Requirement:
Return the lines from the start of the data through the line with "existing naming patterns". Include both of those lines and no others.

|---|

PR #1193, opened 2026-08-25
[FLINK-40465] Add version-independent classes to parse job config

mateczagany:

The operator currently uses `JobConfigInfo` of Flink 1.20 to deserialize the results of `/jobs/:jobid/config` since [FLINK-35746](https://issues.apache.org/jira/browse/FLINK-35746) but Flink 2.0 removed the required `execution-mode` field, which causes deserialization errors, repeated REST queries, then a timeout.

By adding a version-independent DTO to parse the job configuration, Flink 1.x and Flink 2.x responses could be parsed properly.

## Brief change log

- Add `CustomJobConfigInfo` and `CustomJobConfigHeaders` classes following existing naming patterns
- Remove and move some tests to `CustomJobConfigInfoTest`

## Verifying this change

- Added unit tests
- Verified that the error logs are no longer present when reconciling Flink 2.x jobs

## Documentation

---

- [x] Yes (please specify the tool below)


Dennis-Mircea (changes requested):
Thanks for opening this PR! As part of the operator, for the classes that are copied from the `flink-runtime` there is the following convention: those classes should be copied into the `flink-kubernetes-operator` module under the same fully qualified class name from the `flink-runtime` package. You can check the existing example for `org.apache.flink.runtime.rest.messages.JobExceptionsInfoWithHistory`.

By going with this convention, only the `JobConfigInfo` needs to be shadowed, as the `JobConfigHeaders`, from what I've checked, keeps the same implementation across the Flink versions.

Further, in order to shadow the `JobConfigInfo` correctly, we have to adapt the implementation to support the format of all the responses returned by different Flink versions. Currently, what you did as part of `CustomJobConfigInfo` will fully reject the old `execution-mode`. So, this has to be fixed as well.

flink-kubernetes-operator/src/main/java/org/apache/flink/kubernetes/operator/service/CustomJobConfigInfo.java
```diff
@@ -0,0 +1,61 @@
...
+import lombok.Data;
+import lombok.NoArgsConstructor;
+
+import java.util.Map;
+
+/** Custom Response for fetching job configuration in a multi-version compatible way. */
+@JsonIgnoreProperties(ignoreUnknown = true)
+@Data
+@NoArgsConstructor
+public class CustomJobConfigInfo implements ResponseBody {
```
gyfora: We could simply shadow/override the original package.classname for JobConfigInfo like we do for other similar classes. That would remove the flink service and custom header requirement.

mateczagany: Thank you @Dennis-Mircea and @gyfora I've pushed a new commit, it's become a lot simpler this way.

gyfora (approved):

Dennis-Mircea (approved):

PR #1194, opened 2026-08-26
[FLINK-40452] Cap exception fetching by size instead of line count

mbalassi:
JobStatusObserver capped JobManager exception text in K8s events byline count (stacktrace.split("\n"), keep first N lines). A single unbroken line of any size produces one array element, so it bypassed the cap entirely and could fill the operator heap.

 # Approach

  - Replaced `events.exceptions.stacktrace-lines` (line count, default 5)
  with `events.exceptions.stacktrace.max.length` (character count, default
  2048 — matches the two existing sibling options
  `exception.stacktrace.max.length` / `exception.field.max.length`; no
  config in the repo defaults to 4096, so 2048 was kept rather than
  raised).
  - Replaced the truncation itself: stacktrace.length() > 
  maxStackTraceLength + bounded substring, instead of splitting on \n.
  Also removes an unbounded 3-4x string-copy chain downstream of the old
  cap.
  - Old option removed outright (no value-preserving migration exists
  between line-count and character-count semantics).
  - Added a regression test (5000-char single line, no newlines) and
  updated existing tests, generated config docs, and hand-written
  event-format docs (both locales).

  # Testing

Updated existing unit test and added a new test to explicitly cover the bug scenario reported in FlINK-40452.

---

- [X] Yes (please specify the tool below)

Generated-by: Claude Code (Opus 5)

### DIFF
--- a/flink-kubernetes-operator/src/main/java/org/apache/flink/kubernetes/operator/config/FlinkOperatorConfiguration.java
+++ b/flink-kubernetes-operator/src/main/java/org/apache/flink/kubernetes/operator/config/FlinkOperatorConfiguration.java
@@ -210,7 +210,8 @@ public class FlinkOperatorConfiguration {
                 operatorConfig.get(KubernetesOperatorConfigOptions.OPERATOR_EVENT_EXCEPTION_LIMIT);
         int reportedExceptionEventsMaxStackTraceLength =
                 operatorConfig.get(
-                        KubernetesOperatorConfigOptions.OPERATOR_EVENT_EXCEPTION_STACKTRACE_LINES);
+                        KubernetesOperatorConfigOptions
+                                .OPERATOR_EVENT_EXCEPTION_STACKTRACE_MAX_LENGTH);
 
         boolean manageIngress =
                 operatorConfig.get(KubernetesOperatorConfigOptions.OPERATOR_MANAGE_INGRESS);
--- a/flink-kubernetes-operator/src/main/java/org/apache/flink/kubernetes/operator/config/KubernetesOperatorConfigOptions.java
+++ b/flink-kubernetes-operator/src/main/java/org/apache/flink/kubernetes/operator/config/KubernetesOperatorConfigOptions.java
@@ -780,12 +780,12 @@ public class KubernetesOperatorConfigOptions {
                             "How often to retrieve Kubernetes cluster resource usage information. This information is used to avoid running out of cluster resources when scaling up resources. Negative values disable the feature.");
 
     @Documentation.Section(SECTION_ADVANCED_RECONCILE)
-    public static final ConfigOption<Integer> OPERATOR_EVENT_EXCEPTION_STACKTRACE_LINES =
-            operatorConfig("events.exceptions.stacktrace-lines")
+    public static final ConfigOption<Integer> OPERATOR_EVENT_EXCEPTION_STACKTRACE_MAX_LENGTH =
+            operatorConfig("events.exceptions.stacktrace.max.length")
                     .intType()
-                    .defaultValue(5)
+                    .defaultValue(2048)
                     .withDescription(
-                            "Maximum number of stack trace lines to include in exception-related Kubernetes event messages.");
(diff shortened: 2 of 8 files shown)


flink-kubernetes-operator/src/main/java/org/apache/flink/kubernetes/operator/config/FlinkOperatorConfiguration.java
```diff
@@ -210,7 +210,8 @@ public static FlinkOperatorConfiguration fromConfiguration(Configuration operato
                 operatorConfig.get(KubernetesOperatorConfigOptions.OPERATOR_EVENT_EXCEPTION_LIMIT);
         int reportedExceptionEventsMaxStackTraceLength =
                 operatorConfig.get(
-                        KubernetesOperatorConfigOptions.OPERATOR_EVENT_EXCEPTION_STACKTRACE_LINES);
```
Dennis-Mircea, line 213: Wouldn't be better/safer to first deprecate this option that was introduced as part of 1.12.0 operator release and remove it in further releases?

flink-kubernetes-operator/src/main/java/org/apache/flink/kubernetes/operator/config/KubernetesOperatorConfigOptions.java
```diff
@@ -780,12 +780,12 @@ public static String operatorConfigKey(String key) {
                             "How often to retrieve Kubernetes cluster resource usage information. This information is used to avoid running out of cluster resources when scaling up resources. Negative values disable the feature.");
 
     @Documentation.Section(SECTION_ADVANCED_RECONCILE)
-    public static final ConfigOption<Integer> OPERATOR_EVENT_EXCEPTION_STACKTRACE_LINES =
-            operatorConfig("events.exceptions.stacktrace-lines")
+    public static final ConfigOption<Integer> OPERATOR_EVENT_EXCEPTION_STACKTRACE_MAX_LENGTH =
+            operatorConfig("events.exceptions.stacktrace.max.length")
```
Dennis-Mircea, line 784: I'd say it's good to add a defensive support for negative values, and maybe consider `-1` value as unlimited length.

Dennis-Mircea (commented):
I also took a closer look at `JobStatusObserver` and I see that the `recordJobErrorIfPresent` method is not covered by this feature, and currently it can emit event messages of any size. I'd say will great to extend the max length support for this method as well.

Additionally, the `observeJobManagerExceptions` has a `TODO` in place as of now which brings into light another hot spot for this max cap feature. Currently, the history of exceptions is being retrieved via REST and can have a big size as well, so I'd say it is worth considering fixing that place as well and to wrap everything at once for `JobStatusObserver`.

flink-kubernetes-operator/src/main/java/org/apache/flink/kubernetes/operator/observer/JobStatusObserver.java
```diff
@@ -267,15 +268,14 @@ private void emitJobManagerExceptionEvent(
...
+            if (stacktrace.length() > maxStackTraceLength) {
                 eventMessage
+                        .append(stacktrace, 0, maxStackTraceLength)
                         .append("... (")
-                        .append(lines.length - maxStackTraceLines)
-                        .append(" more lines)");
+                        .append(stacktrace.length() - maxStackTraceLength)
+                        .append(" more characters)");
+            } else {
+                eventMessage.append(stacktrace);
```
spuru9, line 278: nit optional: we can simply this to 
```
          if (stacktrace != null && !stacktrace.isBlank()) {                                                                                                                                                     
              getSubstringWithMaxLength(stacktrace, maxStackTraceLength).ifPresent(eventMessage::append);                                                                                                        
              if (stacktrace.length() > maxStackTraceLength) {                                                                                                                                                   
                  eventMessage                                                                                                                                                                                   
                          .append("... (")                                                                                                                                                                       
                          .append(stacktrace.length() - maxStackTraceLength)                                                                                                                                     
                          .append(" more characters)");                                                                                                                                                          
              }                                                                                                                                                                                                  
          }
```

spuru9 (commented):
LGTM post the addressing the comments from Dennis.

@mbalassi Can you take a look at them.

|---|

Task output:
PR #1193, opened 2026-08-25
[FLINK-40465] Add version-independent classes to parse job config

mateczagany:

The operator currently uses `JobConfigInfo` of Flink 1.20 to deserialize the results of `/jobs/:jobid/config` since [FLINK-35746](https://issues.apache.org/jira/browse/FLINK-35746) but Flink 2.0 removed the required `execution-mode` field, which causes deserialization errors, repeated REST queries, then a timeout.

By adding a version-independent DTO to parse the job configuration, Flink 1.x and Flink 2.x responses could be parsed properly.

## Brief change log

- Add `CustomJobConfigInfo` and `CustomJobConfigHeaders` classes following existing naming patterns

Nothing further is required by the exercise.